If you choose a labor-sponsored fund, the first thing to look at is the quality of the investments it makes – essentially how it will perform without the tax credit. If you're looking at the long term – and you have money in a few duds – consider selling some of these (if they're outside your RRSP) and taking a capital loss. If you have an argument with your spouse, it doesn't mean you have to go to divorce court.
If you haven't already, consider a life insurance program to protect your RRSP funds from the tax collector in the event of your death. If you want the kind of returns you can brag about, you have to be patient. If you contribute to your RRSP, you should not use it as collateral for the loan.
Of course, if you've been in the market in recent years, you don't have to worry much about losses. There are lots of reasons, especially if you've been in the fund for four or five years. If you have a big tax year or you want to generate capital gains after a big market run-up – and you have unused contribution room – you can always borrow the money and contribute it to your RRSP.
If you had been out of the market during its best six months, your investment would have only grown to $154,100. If all your money is in real estate, you're out of luck if you can't sell it when you want. If you want the balloon and the rope - the interest and the capital gain - then invest in a bond or a bond mutual fund.
If you buy term deposits, try to justify them in the name of the spouse with lower income. Basically, you should try - if you can - to move to a province where you will be taxed at the lowest possible rate on the last day of the year. The bank will do its best to correct errors - if you catch them.
Usually, the bank will remove them - if you can show that it was at fault. If you have stocks, bonds, and mutual funds outside of your RRSP, consider leveraging capital gains. Bottom line: it's worth doing the math if you're shopping for a mortgage.

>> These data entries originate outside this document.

PR #1545, opened 2021-04-28
Introduce lenses for ReportOpts, ReportSpec, CliOpts, etc.

Xitian9:
With so many nested options, it would greatly improve developer ergonomics to have some lenses in there.

I've put together a few commits to this end, but I don't think the API is ideal yet. Since the options all have names ending in an underscore, I've generated the lenses by dropping the underscore from the end. The main problem with this is that ReportOpts has `color_`, `drop_`, `empty_`, and `transpose_`, for which dropping the underscore would result in name clashes. My proposal would be to give these slightly longer names to avoid the clash, for example `color_ -> showcolor_`, `drop_ -> dropaccount_` , `empty_ -> showempty_`, `transpose_ -> transposetable_`, or something like that. We might also want to rename `watch_` and `change_` in UIOpts.

I would be interested in hearing opinions on this.

### DIFF
--- a/bin/hledger-balance-as-budget.hs
+++ b/bin/hledger-balance-as-budget.hs
@@ -43,4 +43,4 @@ main = do
       opts@CliOpts{reportspec_=rspec} <- getHledgerCliOpts' cmdmode args
       d <- getCurrentDay
       (report,j) <- withJournalDo opts $ \j -> return (multiBalanceReport rspec j, j)
-      return (rsOpts rspec,j,report)
+      return (reportopts_ rspec,j,report)
--- a/bin/hledger-combine-balances.hs
+++ b/bin/hledger-combine-balances.hs
@@ -65,7 +65,7 @@ main = do
   (_,report1) <- mbReport report1args
   (rspec2,report2) <- mbReport report2args
   let merged = appendReports report1 report2
-  TL.putStrLn $ multiBalanceReportAsText (rsOpts rspec2) merged
+  TL.putStrLn $ multiBalanceReportAsText (reportopts_ rspec2) merged
   where
     mbReport args = do
       opts@CliOpts{reportspec_=rspec} <- getHledgerCliOpts' cmdmode args
--- a/bin/hledger-smooth.hs
+++ b/bin/hledger-smooth.hs
@@ -57,21 +57,21 @@ _FLAGS
 main :: IO ()
 main = do
   copts@CliOpts{reportspec_=rspec, rawopts_} <- getHledgerCliOpts cmdmode
-  let ropts = rsOpts rspec
+  let ropts = reportopts_ rspec
       copts' = copts{
         -- One of our postings will probably have a missing amount; this ensures it's
         -- explicit on all the others.
         rawopts_ = setboolopt "explicit" rawopts_
         -- Don't let our ACCT argument be interpreted as a query by print
-        ,reportspec_ = rspec{rsOpts=ropts{querystring_=[]}}
+        ,reportspec_ = rspec{reportopts_=ropts{querystring_=[]}}
         }
   withJournalDo copts' $ \j -> do
     today <- getCurrentDay
     let
       menddate = reportPeriodLastDay rspec
-      q = rsQuery rspec
+      q = query_ rspec
       acct = headDef (error' "Please provide an account name argument") $ querystring_ ropts
-      pr = postingsReport rspec{rsQuery = And [Acct $ accountNameToAccountRegexCI acct, q]} j
+      pr = postingsReport rspec{query_ = And [Acct $ accountNameToAccountRegexCI acct, q]} j
 
       -- dates of postings to acct (in report)
       pdates = map (postingDate . fourth5) pr
--- a/bin/hledger-swap-dates.hs
+++ b/bin/hledger-swap-dates.hs
@@ -33,7 +33,7 @@ main = do
    \j -> do
     d <- getCurrentDay
     let
-      q = rsQuery rspec
+      q = query_ rspec
       ts = filter (q `matchesTransaction`) $ jtxns $ journalApplyValuationFromOpts rspec j
       ts' = map transactionSwapDates ts
     mapM_ (T.putStrLn . showTransaction) ts'
--- a/hledger-lib/Hledger/Data/Journal.hs
+++ b/hledger-lib/Hledger/Data/Journal.hs
@@ -881,7 +881,7 @@ balanceTransactionAndCheckAssertionsB (Right t@Transaction{tpostings=ps}) = do
   ps' <- mapM (addOrAssignAmountAndCheckAssertionB . postingStripPrices) ps
   -- infer any remaining missing amounts, and make sure the transaction is now fully balanced
   styles <- R.reader bsStyles
-  case balanceTransactionHelper balancingOpts{commodity_styles_=styles} t{tpostings=ps'} of
+  case balanceTransactionHelper defbalancingopts{commodity_styles_=styles} t{tpostings=ps'} of
     Left err -> throwError err
     Right (t', inferredacctsandamts) -> do
       -- for each amount just inferred, update the running balance
--- a/hledger-lib/Hledger/Data/RawOptions.hs
+++ b/hledger-lib/Hledger/Data/RawOptions.hs
@@ -24,6 +24,7 @@ module Hledger.Data.RawOptions (
   maybeintopt,
   maybeposintopt,
   maybecharopt,
+  defrawopts,
   overRawOpts
 )
 where
@@ -39,7 +40,11 @@ import Hledger.Utils
 newtype RawOpts = RawOpts { unRawOpts :: [(String,String)] }
   deriving (Show)
 
-instance Default RawOpts where def = RawOpts []
+instance Default RawOpts where def = defrawopts
+
+-- | Empty RawOpts.
+defrawopts :: RawOpts
+defrawopts = RawOpts []
 
 overRawOpts f = RawOpts . f . unRawOpts
 
--- a/hledger-lib/Hledger/Data/Transaction.hs
+++ b/hledger-lib/Hledger/Data/Transaction.hs
@@ -9,11 +9,12 @@ tags.
 
 {-# LANGUAGE FlexibleContexts  #-}
 {-# LANGUAGE LambdaCase        #-}
+{-# LANGUAGE NamedFieldPuns    #-}
 {-# LANGUAGE OverloadedStrings #-}
 {-# LANGUAGE Rank2Types        #-}
 {-# LANGUAGE RecordWildCards   #-}
+{-# LANGUAGE TemplateHaskell   #-}
 
-{-# LANGUAGE NamedFieldPuns #-}
 module Hledger.Data.Transaction (
   -- * Transaction
   nulltransaction,
@@ -30,7 +31,8 @@ module Hledger.Data.Transaction (
   balancedVirtualPostings,
   transactionsPostings,
   BalancingOpts(..),
-  balancingOpts,
+  HasBalancingOpts(..),
+  defbalancingopts,
   isTransactionBalanced,
   balanceTransaction,
   balanceTransactionHelper,
@@ -77,6 +79,7 @@ import qualified Data.Map as M
 import Safe (maximumDef)
 
 import Hledger.Utils
+import Hledger.Utils.TH (makeClassyLensesTrailing)
 import Hledger.Data.Types
 import Hledger.Data.Dates
 import Hledger.Data.Posting
@@ -360,10 +363,10 @@ data BalancingOpts = BalancingOpts
   , commodity_styles_  :: Maybe (M.Map CommoditySymbol AmountStyle)  -- ^ commodity display styles
   } deriving (Show)
 
-instance Default BalancingOpts where def = balancingOpts
+instance Default BalancingOpts where def = defbalancingopts
 
-balancingOpts :: BalancingOpts
-balancingOpts = BalancingOpts
+defbalancingopts :: BalancingOpts
+defbalancingopts = BalancingOpts
   { ignore_assertions_ = False
   , infer_prices_      = True
   , commodity_styles_  = Nothing
@@ -661,6 +664,10 @@ transactionFile Transaction{tsourcepos} =
   case tsourcepos of
     GenericSourcePos f _ _ -> f
     JournalSourcePos f _   -> f
+
+-- lenses
+
+makeClassyLensesTrailing ''BalancingOpts
 
 -- tests
 
--- a/hledger-lib/Hledger/Read/Common.hs
+++ b/hledger-lib/Hledger/Read/Common.hs
@@ -199,7 +199,7 @@ data InputOpts = InputOpts {
                                                 --   by a filename prefix. Nothing means try all.
     ,mrules_file_       :: Maybe FilePath       -- ^ a conversion rules file to use (when reading CSV)
     ,aliases_           :: [String]             -- ^ account name aliases to apply
-    ,anon_              :: Bool                 -- ^ do light anonymisation/obfuscation of the data
+    ,anonymise_         :: Bool                 -- ^ do light anonymisation/obfuscation of the data
     ,new_               :: Bool                 -- ^ read only new transactions since this file was last read
     ,new_save_          :: Bool                 -- ^ save latest new transactions state for next time
     ,pivot_             :: String               -- ^ use the given field's value as the account name
@@ -215,7 +215,7 @@ definputopts = InputOpts
     { mformat_           = Nothing
     , mrules_file_       = Nothing
     , aliases_           = []
-    , anon_              = False
+    , anonymise_         = False
     , new_               = False
     , new_save_          = True
     , pivot_             = ""
@@ -230,7 +230,7 @@ rawOptsToInputOpts rawopts = InputOpts{
      mformat_           = Nothing
     ,mrules_file_       = maybestringopt "rules-file" rawopts
     ,aliases_           = listofstringopt "alias" rawopts
-    ,anon_              = boolopt "anon" rawopts
+    ,anonymise_         = boolopt "anon" rawopts
     ,new_               = boolopt "new" rawopts
     ,new_save_          = True
     ,pivot_             = stringopt "pivot" rawopts
--- a/hledger-lib/Hledger/Read/Common.hs
+++ b/hledger-lib/Hledger/Read/Common.hs
@@ -23,13 +23,16 @@ Some of these might belong in Hledger.Read.JournalReader or Hledger.Read.
 {-# LANGUAGE Rank2Types          #-}
 {-# LANGUAGE RecordWildCards     #-}
 {-# LANGUAGE ScopedTypeVariables #-}
+{-# LANGUAGE TemplateHaskell     #-}
 {-# LANGUAGE TupleSections       #-}
 {-# LANGUAGE TypeFamilies        #-}
 
 --- ** exports
 module Hledger.Read.Common (
-  Reader (..),
-  InputOpts (..),
+  Reader(..),
+  InputOpts(..),
+  HasInputOpts(inputOpts, mformat, mrules_file, aliases, anonymise,
+               new, new_save, pivot, auto, strict),
   definputopts,
   rawOptsToInputOpts,
 
@@ -153,6 +156,8 @@ import Text.Megaparsec.Custom
   (FinalParseError, attachSource, customErrorBundlePretty,
   finalErrorBundlePretty, parseErrorAt, parseErrorAtRegion)
 
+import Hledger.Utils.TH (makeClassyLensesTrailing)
PR #1560, opened 2021-05-13
Clean up valuation functions, and make clear which to use where.

Xitian9:
Doing costing and valuation for amounts is a bit confusing; every report handles it differently. This was fine when valuation was simpler, but now that we have `--value=then`, `--value=end`, `--valuechange`, and soon `--gain`, this means a lot of duplicated code handling special cases.

This PR simplifies things by defining one master valuation function which should be used in most cases: `journalApplyValuationFromOpts`. It does the following based on the `ReportSpec`:
- Convert to cost
- Strip prices if able
- Apply valuation

The only place this function is not sufficient is when performing `--value=end` valuation on balance reports that require you to sum amounts, such as the historical balance report. To handle these cases, we introduce `mixedAmountApplyValuationFromOptsWith`, which returns the valuation function to be used in those cases by `multiBalanceReport`. It also defines the function `valuationAfterSum`, which tests a `ReportOpts` to see if we need to do this second kind of valuation.

I have then pruned a bunch of helper functions which are no longer so helpful.

### DIFF
--- a/hledger-lib/Hledger/Reports/ReportOptions.hs
+++ b/hledger-lib/Hledger/Reports/ReportOptions.hs
@@ -29,6 +29,8 @@ module Hledger.Reports.ReportOptions (
   simplifyStatuses,
   whichDateFromOpts,
   journalSelectingAmountFromOpts,
+  journalApplyValuationFromOpts,
+  journalApplyValuationFromOptsWith,
   intervalFromRawOpts,
   forecastPeriodFromRawOpts,
   queryFromFlags,
@@ -47,6 +49,7 @@ module Hledger.Reports.ReportOptions (
 where
 
 import Control.Applicative ((<|>))
+import Control.Monad ((<=<))
 import Data.List.Extra (nubSort)
 import Data.Maybe (fromMaybe, mapMaybe)
 import qualified Data.Text as T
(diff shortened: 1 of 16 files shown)


hledger-lib/Hledger/Reports/ReportOptions.hs
```diff
@@ -488,13 +491,56 @@ flat_ = not . tree_
...
 journalSelectingAmountFromOpts :: ReportOpts -> Journal -> Journal
-journalSelectingAmountFromOpts opts = case cost_ opts of
+journalSelectingAmountFromOpts ropts = maybeStripPrices . case cost_ ropts of
     Cost   -> journalToCost
     NoCost -> id
+  where
+    maybeStripPrices = if show_costs_ ropts then id else journalMapPostingAmounts mixedAmountStripPrices
+
+-- | Convert this journal's postings' amounts to cost using their transaction
+-- prices and apply valuation, if specified by options (-B/--cost). Strip prices
```
simonmichael, line 496: Would something like this be clearer: "Convert this journal's postings' amounts to cost and/or to value, if specified by options (-B/--cost/-V/-X/--value etc.) ..." 
I think I saw similar wording in some other new/updated functions as well, it had me thinking they just converted to cost.

simonmichael: Otherwise, LGTM.

Xitian9: I've updated the wording of that comment.

simonmichael:
Awesome!

PR #1561, opened 2021-05-14
Mention expansion of report start and end dates in report intevals documentation.

Xitian9:
Somebody in the Google group expressed surprise that their quarterly report ended at the end of the quarter, even though they specified an explicit end date in the middle of the of the quarter. It seems that the manual on report intervals does not mention this fact: it is left to later in the period expressions section. I've added a note about this.

### DIFF
--- a/hledger/hledger.m4.md
+++ b/hledger/hledger.m4.md
@@ -477,6 +477,9 @@ selected with one of `-D/--daily`, `-W/--weekly`, `-M/--monthly`,
 specified with a [period expression](#period-expressions).
 Report intervals can not be specified with a [query](#queries).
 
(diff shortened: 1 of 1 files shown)


pkel:
This someone is me, hi.

I'm on version 1.18.1. The following might not apply the current version.

After doing `man hledger` and searching for `-e` I get the following.
```
       -e --end=DATE
              include postings/txns before this date
```

The special interpretation for periodic reports should be mentioned here too.

simonmichael:
Thanks. I have merged this, done some rewriting, and mentioned it in the flag help and a few more places.

simonmichael:
EG: https://hledger.org/dev/hledger.html#report-intervals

If you do not have an outstanding mortgage, review the totals under each of the columns in the amortization schedule.
Find another job — what do you do with your pension?
But if you decide to go now, your best bet is to hide as much as possible from your breakup. When we have an unusual jump in income in one year, we can trigger AMT even though we transferred this money to our RRSP. However, if this is a one-time jump and your income levels off in the coming years, you should be able to recoup the AMT you paid.
It may also be possible to alleviate this tax problem by talking to your employer. In some cases, you may be able to spread your resolution over this year and next. This strategy can keep you from bumping into a higher tax bracket—and if you use the returns we've discussed, you may not need to worry about the AMT at all.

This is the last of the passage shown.